8. Analysis and Conclusions Do your data support or refute your
hypothesis? Explain your answer with evidence from your data and
observations.
9. Possible Errors It is possible that you made errors in your experimental
design, in setting up your equipment, or in collecting and recording data.
Please discuss these errors and explain how you would conduct the
experiment if you had to do it over again.
10. Other Questions The answers obtained from an experiment often lead
scientists to ask additional questions about the topic they are studying.
State at least one question about enzyme catalyzed reactions that arises
from your experiment that you would like to investigate if you had the
chance.
Investigating Further…
Beano is not the only commercially produced digestive enzyme found in
stores, although it is the most popular enzyme taken by people to relieve gas.
Research another commercially produced digestive enzyme and find out how
it works and what research was involved that
resulted in its development.
Summary of Activity…
You have been asked by the Federal Drug Administration to write a
report on the effectiveness of Beano reducing sugars.
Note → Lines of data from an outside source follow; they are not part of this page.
PR #731, opened 2019-10-03
Allow customisation of Deserializer for KafkaConsumer

Rouche:
Hi,

I have a case where i need a full integration test with EmbeddedKafka

To make the integration test work, i need to use MockSchemaRegistryClient from io.confluent, because our serializers are KafkaAvroSerializer/Deserializer.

Write a report that
includes the following:
 How digestive enzymes work.
 How Beano works.
 Whether or not Beano is effective in reducing sugars with data
driven evidence to support your claim.
Applying what you have learned…
So far, for every molecule that life forms can put together, such as cellulose or
chitin, there are bacteria that can digest them into sugar and other smaller
molecules. What would happen if a tree or insect could build a complex molecule
that NO organism or natural process could digest?